- _Available data_
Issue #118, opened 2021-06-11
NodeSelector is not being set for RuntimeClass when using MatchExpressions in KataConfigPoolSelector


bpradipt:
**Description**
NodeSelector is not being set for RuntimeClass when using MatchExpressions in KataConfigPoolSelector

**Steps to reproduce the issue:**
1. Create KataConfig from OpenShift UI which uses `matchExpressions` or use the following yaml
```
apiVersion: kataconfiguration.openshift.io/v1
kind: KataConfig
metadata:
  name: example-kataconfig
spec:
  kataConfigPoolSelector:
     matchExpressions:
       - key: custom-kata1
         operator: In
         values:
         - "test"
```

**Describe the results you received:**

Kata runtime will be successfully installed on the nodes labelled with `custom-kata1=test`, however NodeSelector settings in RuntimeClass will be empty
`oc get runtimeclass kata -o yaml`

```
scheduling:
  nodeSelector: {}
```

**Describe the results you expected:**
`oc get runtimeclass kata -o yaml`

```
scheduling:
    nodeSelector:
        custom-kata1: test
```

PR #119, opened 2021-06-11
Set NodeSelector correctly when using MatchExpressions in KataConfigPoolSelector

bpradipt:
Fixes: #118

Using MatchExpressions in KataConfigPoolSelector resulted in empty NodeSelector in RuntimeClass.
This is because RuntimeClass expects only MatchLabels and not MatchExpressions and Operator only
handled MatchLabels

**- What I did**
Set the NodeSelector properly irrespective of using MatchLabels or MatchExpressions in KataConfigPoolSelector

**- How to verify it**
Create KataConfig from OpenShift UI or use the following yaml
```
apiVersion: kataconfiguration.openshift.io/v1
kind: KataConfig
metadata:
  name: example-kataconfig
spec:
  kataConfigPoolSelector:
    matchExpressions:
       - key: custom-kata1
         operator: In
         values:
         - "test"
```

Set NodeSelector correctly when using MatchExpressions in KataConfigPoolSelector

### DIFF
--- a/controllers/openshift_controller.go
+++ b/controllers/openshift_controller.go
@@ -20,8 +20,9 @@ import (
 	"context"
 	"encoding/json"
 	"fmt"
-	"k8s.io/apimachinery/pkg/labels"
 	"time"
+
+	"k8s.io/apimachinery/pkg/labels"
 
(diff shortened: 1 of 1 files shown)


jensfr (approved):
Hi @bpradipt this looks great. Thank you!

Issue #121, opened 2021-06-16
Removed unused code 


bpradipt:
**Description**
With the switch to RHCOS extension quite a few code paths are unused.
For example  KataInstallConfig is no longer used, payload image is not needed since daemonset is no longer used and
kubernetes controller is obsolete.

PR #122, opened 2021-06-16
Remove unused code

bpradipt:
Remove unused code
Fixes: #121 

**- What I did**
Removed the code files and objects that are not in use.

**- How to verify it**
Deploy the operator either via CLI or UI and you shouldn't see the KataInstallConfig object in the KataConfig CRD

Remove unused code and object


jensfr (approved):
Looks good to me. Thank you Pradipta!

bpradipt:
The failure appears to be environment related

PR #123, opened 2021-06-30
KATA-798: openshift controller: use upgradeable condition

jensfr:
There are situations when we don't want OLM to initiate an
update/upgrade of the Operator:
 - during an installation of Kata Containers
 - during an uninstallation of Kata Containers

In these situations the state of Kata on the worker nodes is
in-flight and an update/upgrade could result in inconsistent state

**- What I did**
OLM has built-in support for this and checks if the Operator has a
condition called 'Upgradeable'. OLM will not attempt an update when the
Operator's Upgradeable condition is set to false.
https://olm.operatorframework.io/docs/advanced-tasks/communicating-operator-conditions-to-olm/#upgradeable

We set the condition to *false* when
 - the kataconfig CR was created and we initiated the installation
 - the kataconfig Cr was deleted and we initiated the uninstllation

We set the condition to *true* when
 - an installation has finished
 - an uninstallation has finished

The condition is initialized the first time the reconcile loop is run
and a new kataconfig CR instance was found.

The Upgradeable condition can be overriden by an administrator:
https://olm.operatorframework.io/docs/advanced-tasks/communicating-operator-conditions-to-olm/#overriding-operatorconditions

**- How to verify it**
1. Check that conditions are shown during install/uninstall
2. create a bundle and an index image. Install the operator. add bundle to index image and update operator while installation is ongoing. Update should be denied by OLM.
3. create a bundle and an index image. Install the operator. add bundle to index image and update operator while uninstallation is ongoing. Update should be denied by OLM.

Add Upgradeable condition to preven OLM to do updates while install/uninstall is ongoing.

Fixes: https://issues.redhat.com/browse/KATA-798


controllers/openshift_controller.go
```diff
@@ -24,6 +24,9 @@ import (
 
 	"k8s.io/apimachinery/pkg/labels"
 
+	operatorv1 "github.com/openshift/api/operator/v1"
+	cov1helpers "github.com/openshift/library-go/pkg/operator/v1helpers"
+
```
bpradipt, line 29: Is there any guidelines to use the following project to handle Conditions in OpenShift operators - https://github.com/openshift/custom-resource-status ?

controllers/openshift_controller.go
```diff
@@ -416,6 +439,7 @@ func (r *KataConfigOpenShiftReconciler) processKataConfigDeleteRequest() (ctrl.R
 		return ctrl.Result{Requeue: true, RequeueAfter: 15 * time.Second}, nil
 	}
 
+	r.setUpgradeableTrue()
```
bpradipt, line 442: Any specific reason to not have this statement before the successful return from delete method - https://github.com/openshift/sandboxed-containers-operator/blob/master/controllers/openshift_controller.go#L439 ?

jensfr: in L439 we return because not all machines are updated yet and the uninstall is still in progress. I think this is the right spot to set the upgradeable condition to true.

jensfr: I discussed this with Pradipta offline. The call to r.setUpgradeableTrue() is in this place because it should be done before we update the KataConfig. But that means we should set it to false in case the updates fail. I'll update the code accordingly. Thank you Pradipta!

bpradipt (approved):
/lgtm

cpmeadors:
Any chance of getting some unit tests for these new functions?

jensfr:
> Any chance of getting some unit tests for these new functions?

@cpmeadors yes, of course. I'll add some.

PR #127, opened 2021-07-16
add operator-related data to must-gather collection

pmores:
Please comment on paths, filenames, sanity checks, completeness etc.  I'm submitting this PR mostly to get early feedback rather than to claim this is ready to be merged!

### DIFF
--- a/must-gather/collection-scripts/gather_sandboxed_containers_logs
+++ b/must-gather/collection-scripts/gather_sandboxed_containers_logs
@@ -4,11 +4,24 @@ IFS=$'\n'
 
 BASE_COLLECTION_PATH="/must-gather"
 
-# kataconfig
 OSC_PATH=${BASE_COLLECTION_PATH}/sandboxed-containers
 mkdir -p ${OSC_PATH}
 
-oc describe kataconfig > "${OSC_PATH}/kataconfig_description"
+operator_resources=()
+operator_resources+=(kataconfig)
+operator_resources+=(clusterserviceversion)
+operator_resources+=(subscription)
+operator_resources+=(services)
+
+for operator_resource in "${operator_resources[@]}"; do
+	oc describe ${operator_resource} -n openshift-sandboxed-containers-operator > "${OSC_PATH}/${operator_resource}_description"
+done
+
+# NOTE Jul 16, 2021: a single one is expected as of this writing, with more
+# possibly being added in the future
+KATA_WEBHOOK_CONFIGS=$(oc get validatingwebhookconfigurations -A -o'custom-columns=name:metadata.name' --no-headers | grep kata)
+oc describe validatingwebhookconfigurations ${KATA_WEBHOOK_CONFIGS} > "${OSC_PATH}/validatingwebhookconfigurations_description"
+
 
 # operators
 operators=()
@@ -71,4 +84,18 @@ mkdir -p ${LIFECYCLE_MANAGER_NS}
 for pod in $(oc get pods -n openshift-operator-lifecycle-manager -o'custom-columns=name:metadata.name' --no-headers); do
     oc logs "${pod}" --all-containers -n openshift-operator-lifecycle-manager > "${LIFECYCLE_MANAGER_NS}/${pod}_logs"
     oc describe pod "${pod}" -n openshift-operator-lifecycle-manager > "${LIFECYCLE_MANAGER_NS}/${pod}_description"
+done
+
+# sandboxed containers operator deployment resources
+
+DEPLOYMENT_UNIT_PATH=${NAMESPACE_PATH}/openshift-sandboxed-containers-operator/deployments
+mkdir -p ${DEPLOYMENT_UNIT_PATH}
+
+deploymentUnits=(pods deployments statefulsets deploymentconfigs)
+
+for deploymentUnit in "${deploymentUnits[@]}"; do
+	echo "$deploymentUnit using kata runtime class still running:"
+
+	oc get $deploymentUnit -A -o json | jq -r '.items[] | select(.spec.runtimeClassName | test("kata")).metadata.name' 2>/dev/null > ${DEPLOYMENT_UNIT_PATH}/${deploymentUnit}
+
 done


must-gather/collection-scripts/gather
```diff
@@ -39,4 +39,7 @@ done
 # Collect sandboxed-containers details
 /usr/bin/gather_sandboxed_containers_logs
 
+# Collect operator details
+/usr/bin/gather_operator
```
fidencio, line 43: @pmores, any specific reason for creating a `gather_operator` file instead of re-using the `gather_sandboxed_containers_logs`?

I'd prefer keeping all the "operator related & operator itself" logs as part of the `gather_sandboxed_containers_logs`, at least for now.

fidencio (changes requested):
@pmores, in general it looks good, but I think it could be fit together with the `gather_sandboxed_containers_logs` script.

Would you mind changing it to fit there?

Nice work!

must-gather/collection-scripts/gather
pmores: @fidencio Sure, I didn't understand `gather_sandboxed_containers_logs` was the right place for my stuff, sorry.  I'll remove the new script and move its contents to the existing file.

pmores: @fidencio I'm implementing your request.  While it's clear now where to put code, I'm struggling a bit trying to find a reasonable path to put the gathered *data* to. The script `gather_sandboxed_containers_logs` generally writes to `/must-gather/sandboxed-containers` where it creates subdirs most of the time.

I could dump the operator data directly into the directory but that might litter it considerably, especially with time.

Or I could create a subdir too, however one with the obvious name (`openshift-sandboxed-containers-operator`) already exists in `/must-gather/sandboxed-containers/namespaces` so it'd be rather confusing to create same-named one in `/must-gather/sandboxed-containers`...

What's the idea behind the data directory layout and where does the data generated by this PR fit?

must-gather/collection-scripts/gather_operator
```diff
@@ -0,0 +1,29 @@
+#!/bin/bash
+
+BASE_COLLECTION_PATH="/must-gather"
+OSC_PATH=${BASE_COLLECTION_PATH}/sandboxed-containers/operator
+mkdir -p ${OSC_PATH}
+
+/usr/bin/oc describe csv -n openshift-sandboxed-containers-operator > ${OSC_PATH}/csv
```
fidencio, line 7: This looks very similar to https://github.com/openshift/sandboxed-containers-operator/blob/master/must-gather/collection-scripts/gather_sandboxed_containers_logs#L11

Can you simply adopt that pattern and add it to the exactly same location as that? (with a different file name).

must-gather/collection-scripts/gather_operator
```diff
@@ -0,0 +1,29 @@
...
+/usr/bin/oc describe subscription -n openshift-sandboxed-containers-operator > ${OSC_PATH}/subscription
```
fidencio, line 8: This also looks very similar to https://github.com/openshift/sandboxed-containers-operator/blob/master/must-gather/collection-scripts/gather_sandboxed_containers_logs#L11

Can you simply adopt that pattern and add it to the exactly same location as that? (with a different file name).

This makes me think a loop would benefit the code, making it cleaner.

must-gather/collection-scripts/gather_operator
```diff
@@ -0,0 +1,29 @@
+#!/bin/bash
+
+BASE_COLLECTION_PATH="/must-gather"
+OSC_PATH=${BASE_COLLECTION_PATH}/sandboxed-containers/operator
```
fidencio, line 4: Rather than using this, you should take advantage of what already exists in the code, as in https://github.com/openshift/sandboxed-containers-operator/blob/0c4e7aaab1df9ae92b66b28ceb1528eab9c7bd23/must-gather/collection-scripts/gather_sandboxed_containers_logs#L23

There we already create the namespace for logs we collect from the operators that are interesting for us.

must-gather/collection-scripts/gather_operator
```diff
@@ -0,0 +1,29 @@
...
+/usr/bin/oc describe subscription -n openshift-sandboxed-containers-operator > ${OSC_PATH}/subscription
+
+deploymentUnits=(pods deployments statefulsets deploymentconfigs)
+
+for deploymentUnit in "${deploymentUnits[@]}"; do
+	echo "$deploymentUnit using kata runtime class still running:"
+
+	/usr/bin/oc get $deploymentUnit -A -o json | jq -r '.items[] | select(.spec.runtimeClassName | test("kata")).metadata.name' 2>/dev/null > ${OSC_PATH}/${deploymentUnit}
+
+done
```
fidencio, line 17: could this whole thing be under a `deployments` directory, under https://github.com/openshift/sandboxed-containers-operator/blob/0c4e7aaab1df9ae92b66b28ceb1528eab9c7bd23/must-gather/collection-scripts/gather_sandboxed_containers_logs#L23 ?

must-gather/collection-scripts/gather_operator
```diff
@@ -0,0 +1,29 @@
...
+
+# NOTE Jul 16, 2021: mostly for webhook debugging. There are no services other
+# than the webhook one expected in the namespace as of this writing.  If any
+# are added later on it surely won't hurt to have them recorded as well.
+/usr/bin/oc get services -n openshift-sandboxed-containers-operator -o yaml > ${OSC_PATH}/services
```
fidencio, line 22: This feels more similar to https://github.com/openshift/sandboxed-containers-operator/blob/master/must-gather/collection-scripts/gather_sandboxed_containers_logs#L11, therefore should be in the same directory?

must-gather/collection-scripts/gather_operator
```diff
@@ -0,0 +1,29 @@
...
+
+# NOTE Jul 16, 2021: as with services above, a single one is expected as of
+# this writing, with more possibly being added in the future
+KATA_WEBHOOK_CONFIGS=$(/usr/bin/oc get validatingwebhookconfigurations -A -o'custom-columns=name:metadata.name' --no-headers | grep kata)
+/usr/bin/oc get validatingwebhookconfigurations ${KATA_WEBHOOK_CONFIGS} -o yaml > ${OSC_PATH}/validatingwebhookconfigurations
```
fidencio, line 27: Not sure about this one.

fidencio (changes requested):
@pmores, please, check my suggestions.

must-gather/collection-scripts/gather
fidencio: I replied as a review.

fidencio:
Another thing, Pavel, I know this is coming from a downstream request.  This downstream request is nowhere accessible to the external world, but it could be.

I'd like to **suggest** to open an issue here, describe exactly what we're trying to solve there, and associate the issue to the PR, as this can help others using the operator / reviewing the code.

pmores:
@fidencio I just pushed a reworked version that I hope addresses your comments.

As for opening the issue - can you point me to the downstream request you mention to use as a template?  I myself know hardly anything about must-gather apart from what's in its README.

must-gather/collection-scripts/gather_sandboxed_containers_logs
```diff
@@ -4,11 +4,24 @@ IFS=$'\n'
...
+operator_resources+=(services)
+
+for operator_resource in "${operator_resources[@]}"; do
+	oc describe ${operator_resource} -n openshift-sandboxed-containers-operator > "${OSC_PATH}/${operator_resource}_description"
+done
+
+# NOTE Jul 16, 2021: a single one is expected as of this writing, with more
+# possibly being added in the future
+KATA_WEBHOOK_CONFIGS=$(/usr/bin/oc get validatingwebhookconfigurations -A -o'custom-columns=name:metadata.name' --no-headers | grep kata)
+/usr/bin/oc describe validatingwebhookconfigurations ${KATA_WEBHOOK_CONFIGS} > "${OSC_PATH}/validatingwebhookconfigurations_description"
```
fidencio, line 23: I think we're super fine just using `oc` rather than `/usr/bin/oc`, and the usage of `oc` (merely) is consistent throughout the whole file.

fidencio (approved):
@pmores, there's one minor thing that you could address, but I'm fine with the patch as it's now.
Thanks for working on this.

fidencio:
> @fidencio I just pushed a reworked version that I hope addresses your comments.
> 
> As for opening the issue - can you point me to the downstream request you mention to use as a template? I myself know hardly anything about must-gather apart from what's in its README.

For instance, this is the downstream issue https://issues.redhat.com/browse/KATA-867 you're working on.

- _Task brief_
Copy out whichever lines of the listing contain the word "updates".

- _Answer box_
Add Upgradeable condition to preven OLM to do updates while install/uninstall is ongoing.
jensfr: I discussed this with Pradipta offline. The call to r.setUpgradeableTrue() is in this place because it should be done before we update the KataConfig. But that means we should set it to false in case the updates fail. I'll update the code accordingly. Thank you Pradipta!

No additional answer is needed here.